Even though the failing service logged a normal commit, the underlying connection remained marked as active because Spring’s doGetTransaction reuses the same ConnectionHolder from TransactionSynchronizationManager. When a previous transaction is left uncommitted, the connection stays in a “transaction‑active” state.

Subsequent services (e.g., PaymentService.createOrder) obtained this polluted connection, causing isExistingTransaction to return true. Spring then treated the call as joining an existing transaction rather than starting a new one, and processCommit skipped the actual doCommit because status.isNewTransaction() was false.

Why Did It Occasionally Succeed?

TransactionSynchronizationManager

is ThreadLocal; if a request was dispatched to a thread with a clean connection, the transaction completed normally. Requests that hit a thread holding the polluted connection failed, explaining the non‑deterministic behavior.

Preventive Measures

Connection‑pool health checks : configure validation query and connection‑init‑sql to reset connection state before reuse.

spring:
  datasource:
    hikari:
      connection-test-query: SELECT 1
      validation-timeout: 3000
      connection-init-sql: SET autocommit=1

Database‑level monitoring : add alerts for long‑running transactions (>30 s).

SELECT * FROM information_schema.innodb_trx
WHERE TIME_TO_SEC(TIMEDIFF(NOW(), trx_started)) > 30;

Explicit transaction handling : always place commit at the end of the try block and rollback in the catch block, with resources closed in finally.
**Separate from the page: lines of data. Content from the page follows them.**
PR #5148, opened 2020-09-28
Add new arithmetic BoundInference class

nafur:
This PR adds a new utility class that extracts bounds on single variables from theory atoms like `x > 0` or `y <= 17`. It does not perform further reasoning (like recognizing `x > y` with `y > 3` as a bound).
Note that the functionality was introduced in `arith/nl/icp/variable_bounds.h`, but is now available using `Node` only.
This PR also replaces the `VariableBounds` by `BoundInference` in the icp solver which allowed for checking the code.


ajreynol (approved):
LGTM

PR #5153, opened 2020-09-28
Reset assertions on resetAssertions

### LINKED ISSUE #5144: Refutation soundness issue on QF_LIA formula
Hi, for the following formula
~~~~
(set-logic QF_LIA)
(assert (= 0 1))
(reset-assertions)
(check-sat)
~~~~
https://cvc4.cs.stanford.edu/downloads/builds/x86_64-linux-opt/unstable/cvc4-2020-09-26-x86_64-linux-opt yields `unsat`,
but the formula should be `sat`.

ajreynol:
The assertions object is currently not cleared on resetAssertions, only the prop engine is reset. This means that if a user added assertion, did not use them in a check-sat, and then called reset-assertions, they would not be removed from the assertions pipeline (storing the pending assertions before they are sent to the prop engine).

This fixes #5144.

### DIFF
--- a/src/smt/smt_engine.cpp
+++ b/src/smt/smt_engine.cpp
@@ -2028,6 +2028,7 @@ void SmtEngine::resetAssertions()
         getOutputManager().getDumpOut());
   }
 
+  d_asserts->clearCurrent();
   d_state->notifyResetAssertions();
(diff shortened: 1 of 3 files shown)


4tXJ7f (approved):
LGTM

Debugging strategy : when facing inexplicable issues, set breakpoints in getTransaction and trace the ConnectionHolder state rather than relying solely on logs.

Key Takeaways

Connection pools are not just performance optimizers; they also recycle connection state, which can propagate transaction bugs.

Manual transaction management must be crystal‑clear about commit/rollback paths.

Application‑level logs may appear normal while the database layer hides problems; comprehensive DB monitoring is essential.

ThreadLocal‑based transaction resources can cause intermittent failures if previous transactions are left open.

Documenting the incident, root cause, fix, and preventive steps helped the team avoid repeating the same pitfall.